Do we need to stop and take a look at our lives and then return to the Father again this Lenten season?  In what ways are we getting lost, walking away from Christ’s values and God’s scriptures?  In what ways are we focusing only on our own lives, worshipping the idol of Self, and leaving God out of the picture?   Jesus, with this story, invites us to turn around and return.  And he is waiting, he is running toward us, arms outstretched in love and forgiveness to help us start all over again.
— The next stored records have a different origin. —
PR #1434, opened 2026-06-25
feat(cli)!: Scope project/workspace yargs options per command

matz3:
The yargs options --config / -c, --dependency-definition, --workspace-config,
and --workspace / -w were previously registered globally in base.js and shown
in --help for every command. Several commands silently ignored them:

  * ui5 config / init / versions did not load a project at all
  * ui5 add / remove / use only operate on ui5.yaml without workspace context

Move the option definitions into a new options.js helper module that exposes
applyProjectConfigOptions() and applyWorkspaceOptions(). Each command builder
now opts in to the option groups it actually consumes, and yargs' existing
strict mode rejects the options on commands that no longer accept them.

The shared last-value-wins dedupe coerce is exported as dedupeArray() so
commands can apply it to their own non-global options (framework-version,
dest, port, etc.) instead of relying on a central coerce list in base.js
that referenced options yargs only sees per-command.

BREAKING CHANGE: ui5 versions, ui5 init, and ui5 config no longer accept
--config, --dependency-definition, --workspace, or --workspace-config.
ui5 add, ui5 remove, and ui5 use no longer accept --workspace or
--workspace-config. Passing any of these to a command that does not
support them now fails with 'Unknown argument: <option>'.

### DIFF
--- a/internal/documentation/docs/updates/migrate-v5.md
+++ b/internal/documentation/docs/updates/migrate-v5.md
@@ -15,7 +15,9 @@ Or update your global install via: `npm i --global @ui5/cli@next`
 
 - **@ui5/cli: `ui5 init` defaults to Specification Version 5.0**
 
-- **Rename: Command Option `--cache-mode` is now `--snapshot-cache`**
+- **@ui5/cli: Option `--cache-mode` has been renamed to `--snapshot-cache`**
+
+- **@ui5/cli: Project/Workspace options are now scoped per command**
 
 - **@ui5/server: Live Reload is enabled by default for `ui5 serve`**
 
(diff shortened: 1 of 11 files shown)


RandomByte (approved):

RandomByte:
Regarding the commit message, it might be worth explicitly stating that the no longer accepted arguments already didn't have any effect in the past

matz3:
> Regarding the commit message, it might be worth explicitly stating that the no longer accepted arguments already didn't have any effect in the past

"Several commands silently ignored them" and the following bullet points explain that. Do you think that can be misunderstood?

RandomByte:
Sorry, I meant the BREAKING CHANGES paragraph. In the old setup, only that text would be visible right in the release note. Not sure how it is with release please now. But yeah, if you click through to the PR you'll find a good explanation 👍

There is one more lost person in these parables of Jesus.  The second son is also lost, lost in a dark place of self-righteousness and judgmentalism.  He does not want to forgive his younger brother and he is indignant that his father had welcomed him back so extravagantly.  Perhaps his father should let his brother return, he might admit, but only as a humble servant.  Look how much of his father’s wealth he squandered!  Look at his despicable behavior with prostitutes!  He was not present to hear his brother’s apology and probably thinks that he has not repented sufficiently.  He judges that his brother should pay for all the hurt he has caused, and that his father is an old fool who forgives too easily. And so he stays outside, sulking and angry, refusing to join in the joyful party. 

This is the story most like our own situation, and it is a difficult one for us.  This son is already part of the kingdom.  He shares in its beauty and in the challenges to it.  Yet he has failed to understand the wealth and grace available to him.  He has failed to grasp and hold onto the central values of this inheritance:  mercy and grace, forgiveness and new life.  His self-righteousness and spirit of condemnation keeps him first from realizing that he too is lost, and second, from joining in the joy of forgiveness.

This could be our temptation also.  For we, the churchgoers, are the older son.  We have stayed home, while others have gone out and, in our opinion perhaps, squandered their inheritance.  Some have returned, and after all they have done to hurt others (in our opinion), they are still welcomed home with joy by God the Father.   But we may want more evidence of repentance and we may be sulking on the sideline, hindered by self-righteousness.  We fail to reach out to each other with compassion, forgiveness and love.  Others of us fail to realize that we are gifted with all the grace and mercy of God’s kingdom.  Why are we afraid and anxious about our personal future, or about the church’s future?  Let’s claim our inheritance of hope and power! Let’s not turn our backs on the joy of our faith! Let’s live what we truly are:  responsible and joyful heirs of the kingdom of God, stewards of his power and mercy, dispensers of his abundant forgiveness and love!

In all of these stories, to be lost means to be separated from the One who cares for us:  the shepherd, the housewife, the father.  To be lost is to not be able to find one’s way home.  That’s what the pain of Dante’s sinners in Hell represents, not torments for individual sins, but an eternal lostness, an eternal separation from God who is our Home, the loving source of all goodness, all truth, all beauty. 

The good news, however, the Gospel news of Jesus Christ, is that we are precious and loved and sought after – and when we stray, when get lost, we, God’s precious children, will be found and brought home, once lost, but now found.   Amen.